[Start of section]

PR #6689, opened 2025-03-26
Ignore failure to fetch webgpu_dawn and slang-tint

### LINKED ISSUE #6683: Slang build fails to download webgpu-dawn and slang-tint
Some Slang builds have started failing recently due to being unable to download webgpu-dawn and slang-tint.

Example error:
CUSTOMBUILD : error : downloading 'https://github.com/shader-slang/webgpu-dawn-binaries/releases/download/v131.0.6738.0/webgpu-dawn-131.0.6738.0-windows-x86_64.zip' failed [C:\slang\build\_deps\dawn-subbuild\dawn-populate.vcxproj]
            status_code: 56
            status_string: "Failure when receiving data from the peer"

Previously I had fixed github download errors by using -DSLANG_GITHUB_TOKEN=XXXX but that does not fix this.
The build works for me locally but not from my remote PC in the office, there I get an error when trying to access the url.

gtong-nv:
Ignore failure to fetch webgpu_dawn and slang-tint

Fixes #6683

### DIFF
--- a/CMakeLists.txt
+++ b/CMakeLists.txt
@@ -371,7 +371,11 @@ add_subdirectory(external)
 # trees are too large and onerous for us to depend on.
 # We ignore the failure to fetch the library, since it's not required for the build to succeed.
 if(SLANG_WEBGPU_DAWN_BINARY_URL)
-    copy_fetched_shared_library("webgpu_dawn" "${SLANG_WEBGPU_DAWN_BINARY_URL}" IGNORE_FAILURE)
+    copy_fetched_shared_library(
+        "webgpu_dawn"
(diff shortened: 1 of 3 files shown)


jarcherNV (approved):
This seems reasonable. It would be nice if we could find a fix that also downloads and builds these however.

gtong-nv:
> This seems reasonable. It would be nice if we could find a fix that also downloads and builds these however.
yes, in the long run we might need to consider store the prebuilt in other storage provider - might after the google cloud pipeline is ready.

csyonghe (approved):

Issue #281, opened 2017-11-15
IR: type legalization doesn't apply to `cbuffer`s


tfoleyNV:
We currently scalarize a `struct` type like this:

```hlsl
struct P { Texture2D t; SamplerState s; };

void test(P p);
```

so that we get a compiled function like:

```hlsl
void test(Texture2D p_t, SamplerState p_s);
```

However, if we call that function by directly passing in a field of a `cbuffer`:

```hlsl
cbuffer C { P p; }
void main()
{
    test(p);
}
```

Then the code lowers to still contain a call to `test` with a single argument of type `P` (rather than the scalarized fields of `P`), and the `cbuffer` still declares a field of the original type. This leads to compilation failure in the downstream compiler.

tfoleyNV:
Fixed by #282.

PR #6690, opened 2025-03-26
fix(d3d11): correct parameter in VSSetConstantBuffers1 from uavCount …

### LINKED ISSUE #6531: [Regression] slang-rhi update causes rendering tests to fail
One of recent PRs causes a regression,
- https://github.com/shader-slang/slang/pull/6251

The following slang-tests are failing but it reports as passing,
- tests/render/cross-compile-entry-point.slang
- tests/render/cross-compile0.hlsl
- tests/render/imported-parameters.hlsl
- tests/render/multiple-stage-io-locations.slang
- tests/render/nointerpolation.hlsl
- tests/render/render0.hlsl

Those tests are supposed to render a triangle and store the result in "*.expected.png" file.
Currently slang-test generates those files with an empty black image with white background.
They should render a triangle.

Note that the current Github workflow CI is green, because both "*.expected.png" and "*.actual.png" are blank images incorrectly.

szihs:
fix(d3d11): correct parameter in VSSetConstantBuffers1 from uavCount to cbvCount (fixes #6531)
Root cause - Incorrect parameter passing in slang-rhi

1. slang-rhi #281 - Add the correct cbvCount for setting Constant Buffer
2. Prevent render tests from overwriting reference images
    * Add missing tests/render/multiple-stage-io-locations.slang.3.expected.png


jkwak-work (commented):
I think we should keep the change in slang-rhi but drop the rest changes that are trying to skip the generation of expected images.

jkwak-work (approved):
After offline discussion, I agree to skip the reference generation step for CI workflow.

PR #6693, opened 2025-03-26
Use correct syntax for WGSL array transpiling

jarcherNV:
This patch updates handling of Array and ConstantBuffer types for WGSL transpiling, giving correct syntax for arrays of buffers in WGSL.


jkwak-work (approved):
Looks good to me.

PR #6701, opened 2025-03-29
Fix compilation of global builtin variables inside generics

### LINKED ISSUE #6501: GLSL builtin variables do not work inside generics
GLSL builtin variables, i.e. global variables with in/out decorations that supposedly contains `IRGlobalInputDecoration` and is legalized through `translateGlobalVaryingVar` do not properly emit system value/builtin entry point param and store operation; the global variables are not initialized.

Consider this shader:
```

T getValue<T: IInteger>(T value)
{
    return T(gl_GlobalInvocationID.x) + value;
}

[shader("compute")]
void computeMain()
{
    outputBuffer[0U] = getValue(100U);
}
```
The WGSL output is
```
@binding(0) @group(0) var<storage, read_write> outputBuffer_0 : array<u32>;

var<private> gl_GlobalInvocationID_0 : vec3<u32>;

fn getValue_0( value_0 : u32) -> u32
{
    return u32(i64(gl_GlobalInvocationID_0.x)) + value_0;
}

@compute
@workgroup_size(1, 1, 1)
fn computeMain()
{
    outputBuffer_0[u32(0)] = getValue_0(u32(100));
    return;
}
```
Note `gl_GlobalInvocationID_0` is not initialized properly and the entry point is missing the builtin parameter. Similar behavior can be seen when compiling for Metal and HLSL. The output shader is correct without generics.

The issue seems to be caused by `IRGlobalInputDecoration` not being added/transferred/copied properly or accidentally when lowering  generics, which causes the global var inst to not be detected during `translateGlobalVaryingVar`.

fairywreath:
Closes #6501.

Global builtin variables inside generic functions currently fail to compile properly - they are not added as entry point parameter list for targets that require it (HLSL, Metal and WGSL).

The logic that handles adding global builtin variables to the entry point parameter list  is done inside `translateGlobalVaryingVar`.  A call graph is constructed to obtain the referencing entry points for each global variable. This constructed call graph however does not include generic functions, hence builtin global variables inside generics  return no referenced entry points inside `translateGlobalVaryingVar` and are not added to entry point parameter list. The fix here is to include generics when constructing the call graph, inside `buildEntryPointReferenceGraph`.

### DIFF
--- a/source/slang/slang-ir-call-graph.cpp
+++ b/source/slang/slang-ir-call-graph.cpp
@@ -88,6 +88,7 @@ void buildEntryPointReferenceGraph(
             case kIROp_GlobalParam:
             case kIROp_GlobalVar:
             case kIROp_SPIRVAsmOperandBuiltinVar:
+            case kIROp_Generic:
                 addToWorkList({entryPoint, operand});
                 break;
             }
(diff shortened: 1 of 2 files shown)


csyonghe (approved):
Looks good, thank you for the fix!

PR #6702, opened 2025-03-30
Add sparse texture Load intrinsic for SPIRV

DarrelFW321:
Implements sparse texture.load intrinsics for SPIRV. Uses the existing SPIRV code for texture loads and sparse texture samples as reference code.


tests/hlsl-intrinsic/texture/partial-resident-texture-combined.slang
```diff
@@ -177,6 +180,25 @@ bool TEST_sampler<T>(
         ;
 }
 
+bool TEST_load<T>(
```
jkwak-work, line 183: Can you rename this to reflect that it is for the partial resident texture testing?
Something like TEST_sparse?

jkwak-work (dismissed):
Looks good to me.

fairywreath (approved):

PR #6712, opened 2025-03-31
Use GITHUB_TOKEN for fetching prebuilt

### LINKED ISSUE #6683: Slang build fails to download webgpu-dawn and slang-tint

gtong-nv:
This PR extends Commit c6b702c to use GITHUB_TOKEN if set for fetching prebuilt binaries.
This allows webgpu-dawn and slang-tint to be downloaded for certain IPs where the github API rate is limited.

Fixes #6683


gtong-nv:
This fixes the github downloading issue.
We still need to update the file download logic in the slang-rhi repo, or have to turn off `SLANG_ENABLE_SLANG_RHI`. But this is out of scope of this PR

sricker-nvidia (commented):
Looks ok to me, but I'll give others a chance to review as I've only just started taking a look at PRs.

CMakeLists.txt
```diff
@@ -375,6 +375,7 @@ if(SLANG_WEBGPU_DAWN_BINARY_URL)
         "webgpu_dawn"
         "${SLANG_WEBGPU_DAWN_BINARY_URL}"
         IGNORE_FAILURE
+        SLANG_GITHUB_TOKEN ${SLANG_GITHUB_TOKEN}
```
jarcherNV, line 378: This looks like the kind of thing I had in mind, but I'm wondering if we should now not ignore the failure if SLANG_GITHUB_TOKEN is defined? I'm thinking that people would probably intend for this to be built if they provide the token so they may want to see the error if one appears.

[End of section]

## Task description
Scan the records for the word "files". Copy each line where it turns up.

## Exercise solution
(diff shortened: 1 of 3 files shown)
Currently slang-test generates those files with an empty black image with white background.
(diff shortened: 1 of 2 files shown)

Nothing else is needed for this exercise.